El camarero regresó con las bebidas y ellos pidieron sus platos. Buchanan saboreó un vaso de whisky escocés con agua mientras Ward hacía lo propio con un bourbon solo.

– Por cierto, ¿cómo está tu colaboradora? ¿Está quemándose las pestañas para desplumar a los pobres e indefensos funcionarios elegidos en beneficio de algún cliente?

– De hecho, creo que ahora está fuera de la ciudad. Por motivos personales.

– Espero que no sea nada grave.

Buchanan se encogió de hombros.

– Ya lo veremos. De todos modos, estoy seguro de que saldrá adelante. -Pero ¿dónde estaba Faith?, se preguntó una vez más.

– Supongo que todos somos supervivientes. Sin embargo, no sé cuánto tiempo más aguantará esta vieja carcasa mía. Buchanan levantó su copa.

– Nos enterrarás a todos, palabra de Danny Buchanan.

– Cielos, espero que no. -Ward lo miró de hito en hito-. Es duro pensar que han pasado cuarenta años desde que dejamos Bryn Mawr. Sabes, a veces te envidio por haberte criado en aquel apartamento situado encima de nuestro garaje.

Buchanan sonrió.

– Tiene gracia, yo estaba celoso de ti porque te criaste en la mansión con tantísimo dinero mientras mi familia servía a la tuya.

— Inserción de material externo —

PR #2336, opened 2024-11-24
More consistent readme for msrv

cijothomas:
Towards https://github.com/open-telemetry/opentelemetry-rust/issues/1306
This PR fixes some inconsistencies, but not all. There'll be further follow ups to make everything consistent.

PR #2341, opened 2024-11-25
Move docs from readme to docs.rs

cijothomas:
Continuing from https://github.com/open-telemetry/opentelemetry-rust/pull/2336.
Part of https://github.com/open-telemetry/opentelemetry-rust/issues/1306

Removes docs from the github readme.md file and moves everything into the docs.rs.
Readme.md is what gets rendered in crates.io, so I'd like to get some feedback from others on how much info we need to put there vs docs.rs... 
We want to avoid duplicating information as much as possible.


opentelemetry/src/lib.rs
```diff
@@ -161,6 +246,9 @@
 //! supported version is 1.70. The current OpenTelemetry version is not
 //! guaranteed to build on Rust versions earlier than the minimum supported
 //! version.
+//! This crate is built against the latest stable release. The minimum supported
```
cijothomas, line 249: lets put in crates.io also.

opentelemetry/src/lib.rs
```diff
@@ -5,6 +5,116 @@
 //! [`API`]: https://opentelemetry.io/docs/specs/otel/overview/#api
 //! [OpenTelemetry]: https://opentelemetry.io/docs/what-is-opentelemetry/
 //!
+//! [Jaeger]: https://www.jaegertracing.io/
+//! [Prometheus]: https://www.prometheus.io/
+//! 
+//! # Overview
```
cijothomas, line 11: put this in crates.io

hdost:
I feel like at least for the main `opentelemetry` it is good to have a more comprehensive page. Giving a good intro before needing to drop into the docs directly.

Bueno, ¿quién de los dos está más borracho?

– Eres el mejor amigo que he tenido jamás.

– Y sabes que el sentimiento es recíproco, senador.

– Lo más sorprendente es que nunca me has pedido nada. Sabes perfectamente que presido un par de comités que podrían ayudarte en tus batallas.

– Me gusta evitar la falta de decoro.

– Debes de ser el único de toda la ciudad. -Ward rió. -Digamos que para mí nuestra amistad es mucho más importante que todo eso.

– Nunca te lo había dicho -murmuró Ward-, pero lo que dijiste en el funeral de mi madre me conmovió profundamente. Te juro que pienso que la conocías mejor que yo.

– Era una persona excelente. Me enseñó todo lo que necesitaba saber. Se merecía una despedida a lo grande. Lo que dije no le hacía justicia ni por asomo.

Ward contempló su vaso.

– Si mi padrastro se hubiera dedicado a vivir a costa de la herencia de mi familia en vez de intentar jugar a los negocios quizá habría conservado las propiedades y no se habría volado la tapa de los sesos. Por otro lado, si yo hubiera tenido una fortuna que dilapidar quizá no habría jugado a los senadores durante todos estos años.

– Si participara más gente como tú en el juego, Rusty, el país funcionaría mucho mejor.

– No pretendía que me halagaras, pero agradezco tus palabras.

Buchanan tamborileó sobre la mesa.

– Fui a la vieja casa hace un par de semanas.

Ward levantó la mirada, sorprendido.

– ¿Por qué?

Buchanan se encogió de hombros.

– No estoy muy seguro. Pasaba por la zona y tenía tiempo. No ha cambiado mucho, sigue siendo un lugar hermoso.

– No he vuelto por allí desde que me marché para ir a la universidad. Ni siquiera sé quiénes son los propietarios.

– Una pareja joven. Vi a la mujer y a los niños a través de la verja, jugando en el jardín delantero. Probablemente un banquero o algún magnate de Internet. Una idea y diez pavos en el bolsillo ayer; una empresa innovadora y cientos de millones en acciones hoy.

Ward levantó la copa.

– Dios bendiga a América.

– Si yo hubiese tenido dinero entonces, no habría permitido que tu madre perdiese la casa.

– Lo sé, Danny.

– Pero todo tiene una razón de ser en la vida, Rusty. Como bien has dicho, quizá no habrías entrado en política. Tu trayectoria ha sido impresionante. Eres un creyente.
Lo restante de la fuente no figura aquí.